*** Opening DATA EXCERPTS ***

PR #977, opened 2022-05-17
Fix Issue with Parenthesis in URL

RikkiSmith:
# SUmmary

This commit fix an issue when one user try to add an URL
containing an URL. The pattern matching stop at the open
parenthesis. The URL generated is wrong and it archives
a truncated one.

You can easily reproduce this behavior by adding any URL
to archive and see this will not correctly archived.

# Related issues

Did not find any related issue.

# Changes these areas

- [x] Bugfixes
- [ ] Feature behavior
- [ ] Command line interface
- [ ] Configuration options
- [ ] Internal architecture

### DIFF
--- a/archivebox/util.py
+++ b/archivebox/util.py
@@ -61,7 +61,7 @@ URL_REGEX = re.compile(
     r'(?:[a-zA-Z]|[0-9]'              # followed by allowed alphanum characters
     r'|[$-_@.&+]|[!*\(\),]'           #    or allowed symbols
     r'|(?:%[0-9a-fA-F][0-9a-fA-F]))'  #    or allowed unicode bytes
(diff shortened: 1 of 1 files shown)


aaronxn:
I'm looking forward to using this app. Please fix. If I knew more I would help.

pirate:
The reason we stop parsing at parens is to support loading URLs from markdown. A solution would have to detect if the content looks like markdown and parse it accordingly, which is difficult and why I haven't done it already.

pirate:
I'm going to close this for now because the markdown-parsing behavior is one of the most common uses of ArchiveBox. But don't worry, I still plan to implement markdown-detection in the future to resolve the underlying UX issue and allow parens in non-markdown URLs.

PR #996, opened 2022-07-05
Skip first line of the "JSON" file

barthalion:
ArchiveBox moves the file to parse to the sources directory and adds the
original filename at the top, making the file invalid.


pirate:
Can we add an `if ...: next(file)` condition in there to check for this specific case? e.g. 
```python
if peekfirstline(file).strip()[0] != "{":
    next(file)  # skip first line if it doesnt start with {
```

PR #102, opened 2015-11-19
 fix bug with upload date + better way to parse it

chschtsch:
The method to parse a date with spliting a string, that was used before, was actually buggy and showed one month ahead of actual upload date in the layout, e.g. Sep 18, 2015 instead of Aug 18, 2015
SimpleDateFormat was used instead.


medavox:
This is much better. Thanks!

PR #106, opened 2015-11-27
Make some strings non-translatable

Xenotium:
Apart from app name, which at the moment is the same no matter what language, there are URLs here. They shouldn't reside here (URLs) but they (including app name) should be made at least "translatable=false".


chschtsch:
Nice.
I thought about that, but didn't know about this method.

PR #107, opened 2015-11-30
Slightly update readme file + add screenshots

chschtsch:


theScrabi:
Hm :/ make the screenshots smaller and please add the icon again.

theScrabi:
Also don't make screenshots of a version with layout problems xDDD.

theScrabi:
Here take this as an example:
https://github.com/grote/Transportr

chschtsch:
OK. The icon was kinda weird and small, so I decided to remove it for now. Also, it's better to put link to http://dasochan.nl/newpipe/ on top of GitHub page, where it belongs:

screen shot 2015-12-01 at 8 23 12 pm

Or also, we can make gh-pages for this site, what do you think?

Readme in Transportr is looking pretty, I like it.
Maybe we can make icon slightly bigger, like theirs. And yes, small screenshots look good too (useful when multiple pages).

However, layout is an issue. I tried to convert to CardView, but it's challenging for me. Have you worked on it yet? We can discuss it on Slack, because I can do it, if somebody will explain why it's not as simple as change xml tags names and adding design libraries.

theScrabi:
I already fixed stuff (as you se i used 3 commits to do so not very good but well).

chschtsch:
Ok, sorry, I have outdated info.

PR #115, opened 2015-12-17
Feature search suggestion

shekhar12020:
SearchBar suggestion feature implemented 
Created 2 java files for list adapter & list item view creator
+ SuggestionItemViewCreator.java
+ SuggestionListAdapter.java

Added xml file for list row
+ suggestion_item.xml

+Added Method searchSuggestion(String query) for call suggestion API added callback to handle suggestion list item.

+Call method inside SearchView:
        @Override
        public boolean onQueryTextChange(String newText) {
            listFragment.searchSuggestion(newText);
            return true;
        }


theScrabi:
Ok I'll try to test, and merge it the next few days :)

Issue #120, opened 2015-12-22
Thumbnails stretched on landscape view


iqqr:
Been using NewPipe since earlier versions on my tablet, lastest ones now get thumbnails stretched and the vídeo title cropped by the table row. It's a pain in the ass having to use portrait view instead of landscape because I need to keep it horizontal due batery problems and charger cord short stuff.

![newpipe](https://cloud.githubusercontent.com/assets/16397441/11950044/e34c60ec-a852-11e5-8a1b-52a53e371ef4.jpg)

Two versions back was fine now I don't know what changed in the current one. Kinda lacks its responsiveness.

![newpipe_old](https://cloud.githubusercontent.com/assets/16397441/11950195/3ab3df08-a854-11e5-8fc0-1ffb08cd15cf.jpg)

Note: Reinstalled, nothing fixed.

chschtsch:
@iqqr, thanks for your notice! We definitely need to fix this. The thing is that I don't have a tablet for testing, so I literally made these changes blindly.

I will make it the same size as normal portrait view for phones probably by tomorrow.

chschtsch:
You know what, actually, I'm already ready to push the changes:

![device-2015-12-22-160712](https://cloud.githubusercontent.com/assets/6196182/11954928/cf689e0e-a8bd-11e5-844a-1ed1d3115146.png)

Although, when I open the video, I get memory error in my emulator, so I would need a real device to make sure everything works fine. Maybe you could build a version from my fork to test it out?

iqqr:
Unfortunately I'm away from PC and wouldn't be able to build it on my own. Did you manage to compile some apk I could run? I wish I could be more of help.
BTW, I'm currently browsing on a 7" tablet with 1024x600px res, 169dpi screen density. Just in case. Thanks for taking care of it

chschtsch:
Ok, try this build:
[NewPipe-7.0.zip](https://github.com/theScrabi/NewPipe/files/70536/NewPipe-7.0.zip)
SHA-1 checksum: cf0780f9124ed8cc06038d68a863c0ad9cc98a83

iqqr:
Greg, you're a life saver. It fixed the whole thing without memory problem, everything works fine. Thank you mate

![working_newpipe](https://cloud.githubusercontent.com/assets/16397441/11974882/5a405dd2-a936-11e5-8781-5ca5b43ecc67.png)

chschtsch:
Hey, you're welcome!
[...]

PR #121, opened 2015-12-22
fix sw600dp-land layout problem (#120)

chschtsch:
Before:

After:

Before push, it would be nice to test it out first. (My computer doesn't have enough memory for tablet emulator)


theScrabi:
hm I'll try to test it.

PR #126, opened 2015-12-25
Fix view count parsing for large numbers

Adam77Root:
Just noticed this today when testing the experimental audio player with Gangnam Style.
The patch plays well with view_count field of AbstractVideoInfo class as it is already of type long.


theScrabi:
Ok thanks :)

PR #136, opened 2016-01-02
Tor support for all except streaming

eighthave:
I started with @gjedeer 's work and then worked on making Tor support more tightly integrated.  Since `DownloadManager` does not let you set the proxy settings, I wrote a basic, custom download manager for downloading over Tor.  This does not touch the video streaming at all, so with "Use Tor" enabled, video streaming will not go over Tor.  That'll require ExoPlayer, I think.

Ideally, NewPipe would represent the state of Tor in the UI somehow.  Orbot will broadcast out the status, and its easy to receive that with a `BroadcastReceiver`.  The open question is how to represent the state of Tor in the UX.  The states are `OFF, STARTING, ON, STOPPING`.

### DIFF
--- a/app/build.gradle
+++ b/app/build.gradle
@@ -17,7 +17,7 @@ android {
             proguardFiles getDefaultProguardFile('proguard-android.txt'), 'proguard-rules.pro'
         }
     }
-    
+
     lintOptions {
         checkReleaseBuilds false
         // Or, if you prefer, you can continue to check for errors in release builds,
@@ -35,4 +35,5 @@ dependencies {
     compile 'com.android.support:recyclerview-v7:23.1.1'
     compile 'org.jsoup:jsoup:1.8.3'
     compile 'org.mozilla:rhino:1.7.7'
+    compile 'info.guardianproject.netcipher:netcipher:1.2'
 }
--- a/app/src/main/AndroidManifest.xml
+++ b/app/src/main/AndroidManifest.xml
@@ -7,6 +7,7 @@
     <uses-permission android:name="android.permission.ACCESS_NETWORK_STATE"/>
     <uses-permission android:name="android.permission.WRITE_EXTERNAL_STORAGE"/>
     <application
+        android:name=".App"
         android:allowBackup="true"
         android:icon="@mipmap/ic_launcher"
         android:logo="@mipmap/ic_launcher"
--- a/app/src/main/java/org/schabi/newpipe/App.java
+++ b/app/src/main/java/org/schabi/newpipe/App.java
@@ -1,0 +1,32 @@
+package org.schabi.newpipe;
+
+import android.app.Application;
+import android.content.SharedPreferences;
+import android.preference.PreferenceManager;
+
+import info.guardianproject.netcipher.NetCipher;
+import info.guardianproject.netcipher.proxy.OrbotHelper;
+
+public class App extends Application {
+
+    @Override
+    public void onCreate() {
+        super.onCreate();
+        // if Orbot is installed, then default to using Tor, the user can still override
+        if (OrbotHelper.requestStartTor(this)) {
+            SharedPreferences prefs = PreferenceManager.getDefaultSharedPreferences(this);
+            configureTor(prefs.getBoolean(getString(R.string.useTor), true));
+        }
+    }
+
+    /**
+     * Set the proxy settings based on whether Tor should be enabled or not.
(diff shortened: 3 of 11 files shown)


chschtsch:
Do you think, that Tor's icon in status bar won't be enough?

chschtsch:
We could make a subheader under Tor's checkbox in settings, that will represent Tor's state. This way user could check the status in settings.
Also, thanks for your work, I'm working on themes right now, and I also needed to create App class.

eighthave:
Thanks for the merge!  FYI, I've been using NewPipe forced over Tor, including streaming, for a bit now. It works well over Tor.  I'm using Orwall to do the forcing using `iptables` rules.

As for my last comment, I think I shouldn't have said UI, but only UX. Like @chschtsch said, the Orbot notification is enough visual representation. But one thing I haven't fully worked out is how apps should behave when Orbot is in the `OFF, STARTING` or `STOPPING` states.  I think the `STARTING` case is probably the easiest: the app should just do whatever it normally does to represent ongoing activity, like spinning circle or whatever.

What if the user turns off Orbot?  Then the NewPipe would get the `STOPPING` then `OFF` state.  Should NewPipe just try to start Tor again the next time the user does something that needs network access?  Or should it show some status that represents that it cannot reach the internet since Tor is off.  In any case, that's all just something to think about while working on the app :-)

theScrabi:
I think the last option should be the right one. Because I think you should not bypass the opinion of the user. It's his decision whether he starts tor again or not.

theScrabi:
@eighthave I've imported your branch, but your work is not very stable. If I have Orbot installed, but don't want to use it NewPipe fails, and deactivating tor is not working either, because then it just prints "Network Error".

I'd like to release, but until this is fixed I won't do it.

theScrabi:
So the next thing is to add exoplayer. I suggest we should add an ExoPlayVideoActivity, and not delete or override PlayerVideoActivity, in order to guaranty compatibility to older devices.

eighthave:
I totally agree that we should not bypass the opinion of the user, that's what makes this a tricky question.  There are lots of decisions of the user at play here, the user has decided to:

* install Orbot
* use NewPipe over Orbot (i.e. not disable "Use Tor")
* click on a new video or search, which requires internet

We used to have more decision points, like requiring users to also turn on "Use Tor" after installing Orbot.  But now, we've decided that most users who install Orbot want as much protection as possible, so the decision to install Orbot should be enough to also automatically set up apps to use Orbot.  Then users can always opt-out with the "Use Tor" preference for a customized setup.

So for this case, if we say that disabling Orbot should stop apps from having internet access, then disabling Orbot should really be represented as "turn off internet".  Android already provides standard ways to disable WiFi, mobile data, and the cellular/GSM radio, so that seems redundant.

In any case, it would probably be easiest to implement the last option, so perhaps that the best place to start.  NewPipe could just show a "SnackBar" like in this example that lets the user either open Orbot, or just try to start it: https://www.youtube.com/watch?v=28sltNHqdAs

n8fr8:
Great progress! I think there are three possible states:

- "Require Tor" always, whether Orbot is installed and running, and prompt user to install and/or autostart Tor if it is not running

- "Optional / If Available": Use Tor opportunistically if Orbot is installed and running, but don't do anything it if is not installed or not running

- "Never Use Tor": Don't use Tor, since I am using Orbot for something else entirely

I like the idea of using the Snackbar as a subtle confirmation prompt for the user. You can display a short message, and a confirmation action:

"You must install Orbot to use Tor. INSTALL?"

"You must start Orbot to use Tor. START?"

eighthave:
The "Optional / If Available" state worries me.  I think that makes it too easy to mess up and leak information.  People are using Orbot because they want to protect their privacy.

n8fr8:
Okay, what about then an OTR style solution

1) Require and autostart (Always)
2) Require but prompt to start or ask to disable/not use (Manual)
3) Never

eighthave:
I think *auto/never/prompt* makes sense for auto-starting Tor, but that really should be implemented in Orbot, not the apps. So the apps would always send the same start Intent, then if Orbot was set to *auto*, it would just start.  If set to *never*, it would ignore, then perhaps respond with a status Intent saying `STATUS_OFF`. And if set to *prompt*, it would show the main Orbot screen when it received the start Intent (i.e. the old interaction model for starting Orbot).

PR #140, opened 2016-01-04
Scrabi

chschtsch:


theScrabi:
hm what was that?
A description would be nice.

chschtsch:
Oh, I'm sorry. I just tried to merge the forks, but put it the wrong way.
Still ain't used to GitHub UI :)
Later I probably will open an actual pull request with implemented app theming.

theScrabi:
Aw ok :P

PR #162, opened 2016-01-29
to solve issue 38

iit2014086:
volume controls are applied on music and not phone volume


theScrabi:
I'm sorry I can't merge this code. It's not even compiling.

PR #176, opened 2016-02-14
Preference keys should not be based on localized names

pylerSM:


theScrabi:
Ok I agree, although I won't merge this.
All settings keys are listed in the settings_keys.xml file. This file is excepted from translating.
Also you just removed the @string/ prefix, but the values behind are not necessarily equivalent to the values they're referencing at. Therefore users would loose there settings after the next update.

theScrabi:
If you want to be precise you could at a translatable="false" attribute to the <resources> tag in settings_keys.xml .

PR #73, opened 2023-01-27
Switch to webconfig mode without a hardware reset

mthiesen:
This changelist allows the user to switch to webconfig mode by pressing and holding `S2` for 4 seconds. Under the hood the hotkey triggers a software reboot using the watchdog of the Pi Pico. The same method is used in MicroPythons implementation of `machine.reset()`. Before reboot a magic value is written to one of the watchdog scratch registers, which is checked in the boot code. Those registers are specifically meant to be used in such a way, they will preserve their contents, even if there is a reboot.

It is also possible to exit webconfig mode again by invoking this endpoint: `http://192.168.7.1/api/reboot`. This should probably be wired to a button on the webconfig at some point.

It is perfectly possible to switch to webconfig mode and back multiple times without the need to pull the USB cable. This should be very useful while tweaking configurations and will probably save the life of many USB ports.

The use of a singular button to trigger this mode is debatable. But I wanted to use the same button that was used before. Accidental triggers should be almost impossible, given the fact that there is a long hold period. Also the hotkey is implemented in such a way that no other buttons are allowed to be pressed at the same time. Random button mashing will do nothing.


mthiesen:
After some discussion on Discord I made the following changes:

- Changed hotkey to `S2 + B3 + B4`, `S2` is an action that is occasionally used in Switch games and could lead to accidental triggers
- Allow existing webconfig with the same hotkey

arntsonl (approved):
Looks great!! The reboot API function call makes this very useful, and I like the use of the scratch registers.

troytroy22:
This helps a lot! Please add the shortcut to readme and documentation.

PR #78, opened 2023-02-01
Make request for setSplashImage atomic

deeebug:
With #77, the API call to set splash image no longer needs to be chunked. This solves potential issues setting the image with certain browsers.


mthiesen (changes requested):
Splash image upload works perfectly for me now, where it would occasionally fail before with my browser.

Just those outdated comments have to be removed.

arntsonl (approved):
Nice, base64 based splash image sounds perfect!

arntsonl (approved):
Nice, base64 based splash image sounds perfect!

PR #81, opened 2023-02-05
Adding delay startup for slow crystals and updates to the build system

Fortinbra:
There are new variables for the build system, so that we can build the fsdata file instead of always committing it to github.


arntsonl (approved):
Looks fantastic! Removing fsdata.c is a game changer. Thanks for all the hard work fort!

arntsonl (approved):

PR #83, opened 2023-02-06
Update Pins to match Pinout Asset

matan157:
Very small update -- I noticed the pins in the config were switched from the asset.

Also some trimmed spaces hehe


arntsonl (approved):
Good catch!

PR #84, opened 2023-02-08
Add-On Enhancements

arntsonl:
Upgrading the functionality of Add-ons to include the following:

- Enable/Disable Add-ons from the Web UI
- Increase total Flash Size to 8kb (from 4kb)
- Separate Add-On Options from Board Options
- Allow for Board-Specified Enable/Disable flags


arntsonl:
Don't merge this.

PR #87, opened 2023-02-09
Changed permissions to make makefsdata executable

thnikk:
CMake currently fails on linux due to makefsdata not being executable.


arntsonl (approved):
Makes sense, eventually it would be nice if we could pull these from their repos instead of including them. But this works!

PR #91, opened 2023-02-10
Fixed dual directional for single pin

arntsonl:
Fixed dual directional so you can assign a single pin (such as just Up) as a dual directional input.


deeebug (commented):
Looks good! 👍

Issue #101, opened 2023-02-16
Bounty - Ability to map additional instance of a button to a seperate GPIO pin


TheTrainGoes:
Currently you cannot assign multiple instances of a button to different GPIO pins.  

As an example, with UP mapped to GPIO2, I cannot add an additional instance of UP to GPIO22.

This would be an add-on that can be configured in the web-ui.

The first section would let you specify the GPIO that the additional button is hooked up to.
The section section would let you specify which button has the additional instance of assignment.

As an example, you may choose to assign UP to GPIO22, or P1 or even START.

TheTrainGoes:
This has been implemented - thanks @deeebug !

PR #102, opened 2023-02-17
Implement extra button addon

deeebug:
This addon allows an extra button to be mapped to a free pin from the web-config.
Hopefully this is good enough for #101.

image


arntsonl (approved):
Looks great!

PR #103, opened 2023-02-17
Player Number addon

arntsonl:
Added the Player Number X-Input add-on.

This is a useful add-on for an arcade machine that has multiple GP2040-CE devices plugged in.

By setting the player number in X-Input mode, the device will reboot if the incorrect player LED is used by the system. The reboot timing is based on the player number so:

Player 1: No Delay
Player 2: 2s wait before reboot
Player 3: 4s wait before reboot
Player 4: 6s wait before reboot

The lower the player number, the more aggressively it reboots


arntsonl (commented):
Everything works as expected

PR #104, opened 2023-02-18
Player Number Fix

arntsonl:
Disconnect USB while we wait for reboot, this should allow the lower player numbers to connect while the uppers are disconnected


arntsonl (commented):
Works, tested on my arcade

Issue #111, opened 2023-02-20
Add ability to set splash screen length via web-config


TheTrainGoes:
Add the ability to set the length of time that the splash screen is active for via the web-ui.

Options would include:
Default
5 seconds
10 seconds
30 seconds
Always on

arntsonl:
It's in with manual timer

PR #112, opened 2023-02-20
Add splash screen duration feature

deeebug:
This PR is an implementation for feature request in #111.

image

Web-config sets values in ms, except for `Default` which is 0 (customizable in `BoardConfig.h`) and `Always ON` which is -1.


src/storagemanager.cpp
```diff
@@ -93,6 +93,7 @@ void Storage::setDefaultBoardOptions()
 	boardOptions.buttonLayoutRight = BUTTON_LAYOUT_RIGHT;
 	boardOptions.splashMode        = SPLASH_MODE;
 	boardOptions.splashChoice      = SPLASH_CHOICE;
+	boardOptions.splashDuration    = SPLASH_CHOICE;
```
arntsonl, line 96: This should be:

boardOptions.splashDuration    = SPLASH_DURATION;

arntsonl (changes requested):
Add the following to the top of i2cdisplay.h:

#ifndef SPLASH_DURATION
#define SPLASH_DURATION 7500
#endif

this will match our other default defines.

Also need a change where SPLASH_CHOICE needs to be set to SPLASH_DURATION

arntsonl (approved):
Looks good!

*** Closing DATA EXCERPTS ***

_TASK PROMPT_:
Copy task for the entries above: every line with the string "netcipher".

_ANSWER TO THE EXERCISE_:
+    compile 'info.guardianproject.netcipher:netcipher:1.2'
+import info.guardianproject.netcipher.NetCipher;
+import info.guardianproject.netcipher.proxy.OrbotHelper;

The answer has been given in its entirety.